> _INSTRUCTIONS FOR THE TASK_
Among the entries below, count the lines holding the string "deployment". Respond with the number alone.

======== DATASET CONTENT

PR #2682, opened 2023-06-18
Fix serviceMonitor labels in actionsMetrics

marcin-motyl:
`serviceMonitorLabels` are defined under `actionsMetrics`, not `actionsMetricsServer`.

See: https://github.com/actions/actions-runner-controller/blob/master/charts/actions-runner-controller/values.yaml#L308


mumoshu (approved):
Good catch! Thanks a lot for fixing it @marcin-motyl ☺️

PR #2683, opened 2023-06-18
Fix deployment & service values in actionsMetrics

marcin-motyl:
In some places Actions Metrics Server uses values from `metrics`, but in other from `actionsMetrics`.

For example, see:
- https://github.com/actions/actions-runner-controller/blob/master/charts/actions-runner-controller/templates/actionsmetrics.deployment.yaml#L125
- https://github.com/actions/actions-runner-controller/blob/master/charts/actions-runner-controller/templates/actionsmetrics.servicemonitor.yaml.yml#L16

My understanding is that `metrics` section is for Webhook Server, while Actions Metrics Server should use `actionsMetrics` values.

### DIFF
--- a/charts/actions-runner-controller/templates/actionsmetrics.deployment.yaml
+++ b/charts/actions-runner-controller/templates/actionsmetrics.deployment.yaml
@@ -36,8 +36,8 @@ spec:
       {{- end }}
       containers:
       - args:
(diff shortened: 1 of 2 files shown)


mumoshu (approved):
Awesome! Thanks for the fixes @marcin-motyl! ☺️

================

> _RESULT OF THE TASK_
4